Task directions - Note how many lines in the following material mention "struct", then give that number by itself.

Working data -
· · · · ·

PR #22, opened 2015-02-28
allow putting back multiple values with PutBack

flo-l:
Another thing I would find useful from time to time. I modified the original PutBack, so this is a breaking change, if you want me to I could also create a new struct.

· · · · ·

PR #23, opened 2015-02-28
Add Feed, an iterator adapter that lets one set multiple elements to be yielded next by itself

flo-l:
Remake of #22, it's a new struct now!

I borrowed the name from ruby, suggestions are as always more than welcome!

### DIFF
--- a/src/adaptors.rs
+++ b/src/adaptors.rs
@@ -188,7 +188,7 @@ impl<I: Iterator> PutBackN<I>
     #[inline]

· · · · ·

Result of the task - 2